Saved data entries
PR #1242, opened 2015-09-17
ADD cleanFiles.sh script

fgalan:
A little script that may be useful to clean up the directory after failing testHarness.

It is deliverately simple. Please, don't look for `-v` or `-u` options ;)

### DIFF
--- a/test/functionalTest/cleanFiles.sh
+++ b/test/functionalTest/cleanFiles.sh
@@ -19,20 +19,20 @@
 # For those usages not covered by this license please contact with
 # iot_support at tid dot es
 
-# This script remove all the crap files that testHarness or valgrind suite 
-# use to produce in some cases (e.g. failing tests)
+# This script removes all the crap files that testHarness or valgrind suite 
+# produce in some cases (e.g. failing tests)
 
-find -name *.out -exec rm {} \;
-find -name *.diff -exec rm {} \;
-find -name *.regexpect -exec rm {} \;
-find -name *.shell -exec rm {} \;
-find -name *.shell.stdout -exec rm {} \;
-find -name *.shell.stderr -exec rm {} \;
-find -name *.shellInit -exec rm {} \;
-find -name *.shellInit.stderr -exec rm {} \;
-find -name *.shellInit.stdout -exec rm {} \;
-find -name *.teardown -exec rm {} \;
-find -name *.teardown.stderr -exec rm {} \;
-find -name *.teardown.stdout -exec rm {} \;
-find -name *.log -exec rm {} \;
-find . -type d -empty -exec rmdir {} \;
+find cases/ -name *.out -exec rm {} \;
+find cases/ -name *.diff -exec rm {} \;
+find cases/ -name *.regexpect -exec rm {} \;
+find cases/ -name *.shell -exec rm {} \;
+find cases/ -name *.shell.stdout -exec rm {} \;
+find cases/ -name *.shell.stderr -exec rm {} \;
+find cases/ -name *.shellInit -exec rm {} \;
+find cases/ -name *.shellInit.stderr -exec rm {} \;
+find cases/ -name *.shellInit.stdout -exec rm {} \;
+find cases/ -name *.teardown -exec rm {} \;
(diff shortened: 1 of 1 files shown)


LeandroGuillen:
Cool! Although so many _rm_ make me shiver :)

LGTM

test/functionalTest/cleanFiles.sh
```diff
@@ -0,0 +1,38 @@
...
+find -name *.shell.stdout -exec rm {} \;
+find -name *.shell.stderr -exec rm {} \;
+find -name *.shellInit -exec rm {} \;
+find -name *.shellInit.stderr -exec rm {} \;
+find -name *.shellInit.stdout -exec rm {} \;
+find -name *.teardown -exec rm {} \;
+find -name *.teardown.stderr -exec rm {} \;
+find -name *.teardown.stdout -exec rm {} \;
+find -name *.log -exec rm {} \;
+find . -type d -empty -exec rmdir {} \;
```
kzangeli: Perhaps you should do this under the 'test' directory only, and make sure you are under 'test' before continuing.
Especially the patterns *.out and *.log might hit files that we don't want to remove.

test/functionalTest/cleanFiles.sh
```diff
@@ -0,0 +1,38 @@
...
+# MERCHANTABILITY or FITNESS FOR A PARTICULAR PURPOSE. See the GNU Affero
+# General Public License for more details.
+#
+# You should have received a copy of the GNU Affero General Public License
+# along with Orion Context Broker. If not, see http://www.gnu.org/licenses/.
+#
+# For those usages not covered by this license please contact with
+# iot_support at tid dot es
+
+# This script remove all the crap files that testHarness or valgrind suite
```
LeandroGuillen: remove -> removes

test/functionalTest/cleanFiles.sh
```diff
@@ -0,0 +1,38 @@
...
+# General Public License for more details.
+#
+# You should have received a copy of the GNU Affero General Public License
+# along with Orion Context Broker. If not, see http://www.gnu.org/licenses/.
+#
+# For those usages not covered by this license please contact with
+# iot_support at tid dot es
+
+# This script remove all the crap files that testHarness or valgrind suite 
+# use to produce in some cases (e.g. failing tests)
```
LeandroGuillen: use to produce -> produce

test/functionalTest/cleanFiles.sh
fgalan: What about checking that there is a subdirectory named cases? Not 100% save, but I'd say that 99% ;) 

```
find cases/ -name ...
```

test/functionalTest/cleanFiles.sh
fgalan: Fixed in 8b08bde

test/functionalTest/cleanFiles.sh
fgalan: Fixed in 8b08bde

test/functionalTest/cleanFiles.sh
fgalan: Fixed (using the `case/` solution) in 8b08bde

kzangeli: Sure, good enough.
But, you must be on toplevel and do

    find test/functionalTests/cases ...

fgalan: The typical usage case is:

```
cd test/functionaTests
./testHarness
(something bad happens, a lot of crap file appear under cases/ subdirectories)
./cleanFiles.sh
```

Using `find test/functionalTests/cases ...` would break that case, isn't it? Or maybe I'm not getting the point...

LeandroGuillen:
The Real LGTM

rbl219:
LGTM

test/functionalTest/cleanFiles.sh
kzangeli: I have test/functionalTests in my PATH, I always execute testHarness.sh from TOP level ...
Not important, I will not use this script. testHarness.sh itself does the cleaning before running a new test ... And the old files under test/functionalTests don't really bother me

**What the task asks:**
Output every record without changing any wording.

**Problem solution:**
PR #1242, opened 2015-09-17
ADD cleanFiles.sh script

fgalan:
A little script that may be useful to clean up the directory after failing testHarness.

It is deliverately simple. Please, don't look for `-v` or `-u` options ;)

### DIFF
--- a/test/functionalTest/cleanFiles.sh
+++ b/test/functionalTest/cleanFiles.sh
@@ -19,20 +19,20 @@
 # For those usages not covered by this license please contact with
 # iot_support at tid dot es
 
-# This script remove all the crap files that testHarness or valgrind suite 
-# use to produce in some cases (e.g. failing tests)
+# This script removes all the crap files that testHarness or valgrind suite 
+# produce in some cases (e.g. failing tests)
 
-find -name *.out -exec rm {} \;
-find -name *.diff -exec rm {} \;
-find -name *.regexpect -exec rm {} \;
-find -name *.shell -exec rm {} \;
-find -name *.shell.stdout -exec rm {} \;
-find -name *.shell.stderr -exec rm {} \;
-find -name *.shellInit -exec rm {} \;
-find -name *.shellInit.stderr -exec rm {} \;
-find -name *.shellInit.stdout -exec rm {} \;
-find -name *.teardown -exec rm {} \;
-find -name *.teardown.stderr -exec rm {} \;
-find -name *.teardown.stdout -exec rm {} \;
-find -name *.log -exec rm {} \;
-find . -type d -empty -exec rmdir {} \;
+find cases/ -name *.out -exec rm {} \;
+find cases/ -name *.diff -exec rm {} \;
+find cases/ -name *.regexpect -exec rm {} \;
+find cases/ -name *.shell -exec rm {} \;
+find cases/ -name *.shell.stdout -exec rm {} \;
+find cases/ -name *.shell.stderr -exec rm {} \;
+find cases/ -name *.shellInit -exec rm {} \;
+find cases/ -name *.shellInit.stderr -exec rm {} \;
+find cases/ -name *.shellInit.stdout -exec rm {} \;
+find cases/ -name *.teardown -exec rm {} \;
(diff shortened: 1 of 1 files shown)


LeandroGuillen:
Cool! Although so many _rm_ make me shiver :)

LGTM

test/functionalTest/cleanFiles.sh
```diff
@@ -0,0 +1,38 @@
...
+find -name *.shell.stdout -exec rm {} \;
+find -name *.shell.stderr -exec rm {} \;
+find -name *.shellInit -exec rm {} \;
+find -name *.shellInit.stderr -exec rm {} \;
+find -name *.shellInit.stdout -exec rm {} \;
+find -name *.teardown -exec rm {} \;
+find -name *.teardown.stderr -exec rm {} \;
+find -name *.teardown.stdout -exec rm {} \;
+find -name *.log -exec rm {} \;
+find . -type d -empty -exec rmdir {} \;
```
kzangeli: Perhaps you should do this under the 'test' directory only, and make sure you are under 'test' before continuing.
Especially the patterns *.out and *.log might hit files that we don't want to remove.

test/functionalTest/cleanFiles.sh
```diff
@@ -0,0 +1,38 @@
...
+# MERCHANTABILITY or FITNESS FOR A PARTICULAR PURPOSE. See the GNU Affero
+# General Public License for more details.
+#
+# You should have received a copy of the GNU Affero General Public License
+# along with Orion Context Broker. If not, see http://www.gnu.org/licenses/.
+#
+# For those usages not covered by this license please contact with
+# iot_support at tid dot es
+
+# This script remove all the crap files that testHarness or valgrind suite
```
LeandroGuillen: remove -> removes

test/functionalTest/cleanFiles.sh
```diff
@@ -0,0 +1,38 @@
...
+# General Public License for more details.
+#
+# You should have received a copy of the GNU Affero General Public License
+# along with Orion Context Broker. If not, see http://www.gnu.org/licenses/.
+#
+# For those usages not covered by this license please contact with
+# iot_support at tid dot es
+
+# This script remove all the crap files that testHarness or valgrind suite 
+# use to produce in some cases (e.g. failing tests)
```
LeandroGuillen: use to produce -> produce

test/functionalTest/cleanFiles.sh
fgalan: What about checking that there is a subdirectory named cases? Not 100% save, but I'd say that 99% ;) 

```
find cases/ -name ...
```

test/functionalTest/cleanFiles.sh
fgalan: Fixed in 8b08bde

test/functionalTest/cleanFiles.sh
fgalan: Fixed in 8b08bde

test/functionalTest/cleanFiles.sh
fgalan: Fixed (using the `case/` solution) in 8b08bde

kzangeli: Sure, good enough.
But, you must be on toplevel and do

    find test/functionalTests/cases ...

fgalan: The typical usage case is:

```
cd test/functionaTests
./testHarness
(something bad happens, a lot of crap file appear under cases/ subdirectories)
./cleanFiles.sh
```

Using `find test/functionalTests/cases ...` would break that case, isn't it? Or maybe I'm not getting the point...

LeandroGuillen:
The Real LGTM

rbl219:
LGTM

test/functionalTest/cleanFiles.sh
kzangeli: I have test/functionalTests in my PATH, I always execute testHarness.sh from TOP level ...
Not important, I will not use this script. testHarness.sh itself does the cleaning before running a new test ... And the old files under test/functionalTests don't really bother me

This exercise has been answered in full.